> DIRECTIONS
The first line of the data below and every line after it, through the one with "This is looking", must be transcribed without change.

Collected data
PR #291, opened 2017-03-28
Entropy improvements

jameshadfield:
Entropy panel changes:
* d3 (v4) used (victory chart removed)
* zoomable (on key press - hopefully works cross browser)
* zebra style colours to avoid confusion with genotype colours in tree / map
* AA / NT toggle

This PR does not address:
* Stacked color bars according to mutations (requires dynamic tree traversal)
* Entropy reflective of zoomed in tree / filters
* AA / NT toggle does not change info box in tree

Minor issues:
* clipping isn't working - so when you zoom you'll get bars outside the x-axis bounds. I don't think this is a dealbreaker


trvrb:
Thanks James. This is awesome! Issues:

* Entropy panel does not resize on window resize.
* Seems perhaps reasonable to have the option / resize work while moused over the genome view.
* Might look more aesthetically pleasing to have gray bounding box behind genome annotations. Not sure though.
* The zoom is really nice. Though would be more intuitive to have handles on the edges of the gray box, the way that [CrossFilter](http://square.github.io/crossfilter/) behaves. I now see that you can grab the edges of the gray box to resize. This is great. Perhaps just adding a small visual cue?
* Zooming currently pushes the entropy bars to the left of the y-axis. This should be hidden.
* It's possible to zoom to negative values. Shouldn't be possible.
* I think it would help to have the a bar colored as highlighting if this site is used to color by. This will give the user some feedback that clicking on a bar actually did something.
* The `move` cursor should probably be an open hand cursor instead, like map. But open for disagreement.
* The "Note: Holding option / alt allows you to pan & zoom" randomly disappears. Though I do find the text somewhat distracting as well. Don't know the best thing to do here.
* On initial load, I'm not able to grab the right hand side of gray box with mouse.

jameshadfield:
@trvrb I think all of those have now been addressed. If you're happy it's ready to go in.

trvrb:
This is looking so good. Thanks for the efforts here @jameshadfield. Just a couple very small remaining issues:

* There's an off-by-one error when clicking on a site. For example, for Ebola clicking on "Codon 409 in protein GP" results in coloring by `GP_410`. There's the same off-by-one for nucleotides as well. I think the tooltip is the issue, but not entirely sure.
* Should probably default to "AA" rather than "NT". Seems the more likely place of initial interest.
* Overlapping genes are an issue. Our only example is "sGP" vs "GP" in Ebola. Will be worse with overlapping reading frames. I'm okay not worrying about this for the moment and we can return when we have a virus that demands it.

jameshadfield:
@trvrb first 2 points fixed - i'll file an issue for the 3rd now

trvrb:
@jameshadfield --- Awesome! Merging now.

> RESPONSE FOR THIS EXERCISE
PR #291, opened 2017-03-28
Entropy improvements

jameshadfield:
Entropy panel changes:
* d3 (v4) used (victory chart removed)
* zoomable (on key press - hopefully works cross browser)
* zebra style colours to avoid confusion with genotype colours in tree / map
* AA / NT toggle

This PR does not address:
* Stacked color bars according to mutations (requires dynamic tree traversal)
* Entropy reflective of zoomed in tree / filters
* AA / NT toggle does not change info box in tree

Minor issues:
* clipping isn't working - so when you zoom you'll get bars outside the x-axis bounds. I don't think this is a dealbreaker


trvrb:
Thanks James. This is awesome! Issues:

* Entropy panel does not resize on window resize.
* Seems perhaps reasonable to have the option / resize work while moused over the genome view.
* Might look more aesthetically pleasing to have gray bounding box behind genome annotations. Not sure though.
* The zoom is really nice. Though would be more intuitive to have handles on the edges of the gray box, the way that [CrossFilter](http://square.github.io/crossfilter/) behaves. I now see that you can grab the edges of the gray box to resize. This is great. Perhaps just adding a small visual cue?
* Zooming currently pushes the entropy bars to the left of the y-axis. This should be hidden.
* It's possible to zoom to negative values. Shouldn't be possible.
* I think it would help to have the a bar colored as highlighting if this site is used to color by. This will give the user some feedback that clicking on a bar actually did something.
* The `move` cursor should probably be an open hand cursor instead, like map. But open for disagreement.
* The "Note: Holding option / alt allows you to pan & zoom" randomly disappears. Though I do find the text somewhat distracting as well. Don't know the best thing to do here.
* On initial load, I'm not able to grab the right hand side of gray box with mouse.

jameshadfield:
@trvrb I think all of those have now been addressed. If you're happy it's ready to go in.

trvrb:
This is looking so good. Thanks for the efforts here @jameshadfield. Just a couple very small remaining issues:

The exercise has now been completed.